I initially compared and contrasted the two by thinking that, in search, my results were always exact and accurate after one query, whereas with generative AI, they were not.

But it turns out I as a user had two misconceptions. The first is that ChatGPT works best when you iterate on the results. The second is that, even in traditional search, we end up needing to fine-tune our queries. Marcia Bates, a prominent information retrieval researcher, wrote a very important paper that described the search user experience as one that involves berry-picking:

Furthermore, at each stage, with each different conception of the query, the user may identify useful information and references. In other words, the query is satisfied not by a single final retrieved set, but by a series of selections of individual references and bits of information at each stage of the ever-modifying search. A bit-at-a-time retrieval of this sort is here called berrypicking. This term is used by analogy to picking huckleberries or blueberries in the forest. The berries are scattered on the bushes; they do not come in bunches. One must pick them one at a time. One could do berrypicking of information without the search need itself changing (evolving), but in this article the attention is given to searches that combine both of these features.

This is really important, because it turns out that the ML systems we were conditioned on for the past twenty-five years are also just faulty, and even more so lately, we just have learned how to navigate around them and to mitigate information loss.

ChatGPT and its ilk are still brand new and we are just starting to grasp around its edges to understand its its limitations and impact.

So, for myself, my rules for engaging with ChatGPT are to give it small, inconsequential things it can iterate well on and that I have the ability to check:

Give it tasks that I know I will be checking manually anyway and for those tasks to be easy to introspect
Use it for bootstrapping research for technical topics that I will eventually be rewriting anyway (I did not use it for research or to write this post, though)
Always assume that its first results will not be the final answer to whatever I need and that the amount of refinement I end up doing will likely result in more manual work anyway.

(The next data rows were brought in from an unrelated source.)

PR #98, opened 2020-09-23
Lf 205 fix varietal name bug

kaavyalakshmanan:


packages/webapp/src/components/Forms/NewCropModal/index.js
```diff
@@ -98,6 +98,7 @@ class NewCropModal extends React.Component {
     const currentState = this.state;
     let validated = true;
     let errors = '';
+    let varietyError = '';
```
kikemarquez8, line 101: I don't think there is a need to have varietyError, can you use the same structure but use the errors variable? I know the story says the toaster should read "Variety Name is required", but since every other field is reading "not filled out" I would rather be consistent.

kikemarquez8 (changes requested):

kikemarquez8 (approved):

PR #102, opened 2020-09-24
Lf 215 preselected fertilizer  LF-300 props.crops undefined check

JimmyRowland:


packages/webapp/src/containers/Log/FertilizingLog/index.js
```diff
@@ -228,7 +234,7 @@ class FertilizingLog extends Component{
                 <div className={styles.inputNunit}>
                   <Control.input
                   type="number" step="any" model=".fertLog.quantity_kg" default={0}
-                  validators={{required: (val) => val, positive: (val)=> val>=0?1: 0 }}
+                  validators={{required: (val) => val===0 || val, positive: (val)=> val>=0?1: 0 }}
```
kikemarquez8, line 237: can you format this line to 
```
val === 0 || val, positive: (val) => val >= 0 ? 1: 0
```

kikemarquez8 (approved):

PR #105, opened 2020-09-25
Lf 295 seeded data tests

JimmyRowland:


kikemarquez8:
image
There are 2 tests failing here, can you review them?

A perfect use case for this criteria I’ve found recently is generating charts in LaTeX. I’m currently in the process of writing a machine learning paper in LaTeX and found that I wanted to translate a blurry crop of Chollet’s machine learning rules into one that was rendered correctly in my document:

After going back and forth with it a bit to generate the entire diagram, I got:

Note the caption here: you still have to watch very, very carefully because I didn’t mean for it to write about “previous” inputs, the two charts have nothing to do with each other.

Some other good use-cases people have found in the programming space include generating training data gold sets for use in downstream models, which works great because you don’t have to check the validity of the fake data, writing and checking regex and crontabs, formatting tables into Markdown (or from Markdown into different formats), and hundreds of other small tasks that make developer life less miserable.

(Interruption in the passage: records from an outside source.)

PR #130, opened 2020-10-04
Lf 276 farm data permissions

kaavyalakshmanan:
- Created migration file to revoke permissions for workers
- Added middleware to routes
- Minor changes to controller
- Wrote tests


packages/api/src/controllers/userFarmDataController.js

Whether any of this continues to hold true depend on the model updates the researchers make to ChatGPT, as well as how it becomes implemented. Will it be available to individual users in a free tier, or will it eventually be gated for everyone? Will it be part of Microsoft’s Azure API and OpenAI’s API, meaning that its power is now limited to developers? Will it all be locked away at big companies through consulting engagements with Bain?

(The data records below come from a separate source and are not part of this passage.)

PR #2912, opened 2023-10-17
changed symbol_native property for the right one

javiscript13:
**Description**

The issue: when a farm in India added an expense an incorrect symbol for the INR currency was being used.  The problem was traced to the json file with all currency symbols, where the one for INR was wrong.

The fix: the INR symbol was fixed on the json file that contains all the supported currency symbols.

Jira link: https://lite-farm.atlassian.net/browse/LF-3669?atlOrigin=eyJpIjoiNmNhMGQyOWM1MWJhNDczNWI2ZTY5OGU3YmJhMzFiZGYiLCJwIjoiaiJ9

**Type of change**

**How Has This Been Tested?**

The usage of the currency symbol was tested on all types of expenses

- [ ] Passes test case
- [ ] Other (please explain)

**Checklist:**

### DIFF
--- a/packages/webapp/src/containers/AddFarm/currency/commonCurrency.json
+++ b/packages/webapp/src/containers/AddFarm/currency/commonCurrency.json
@@ -434,7 +434,7 @@
   "INR": {
     "symbol": "Rs",
     "name": "Indian Rupee",
-    "symbol_native": "টকা",
+    "symbol_native": "₹",
     "decimal_digits": 2,
     "rounding": 0,
     "code": "INR",


kathyavini (approved):
Waaaait, so we have a 1000-line json file which is completely redundant with the `symbol` column of the `countries` table??! And it stores full objects for each currency key when we're only pulling out the symbol??! 😅

I think the system needs a bit of a rethink! But as far as this bug goes... 👍 Thanks Javier 🙂

antsgar (approved):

All of this remains to be seen and if you read this post a month from now, the facts might have radically shifted - the examples I originally intended as “things that ChatGPT got wrong” seem to have actually been fixed.

What is clear to me is that we are in a new paradigm for the way we navigate content, whether through this model or other ones that are released soon. Upon prompting, the new universe gives us results, but those results are more directional vibes than concrete answers. It is up to us to figure out how to direct them in ways that we want for the best results and navigate the noise.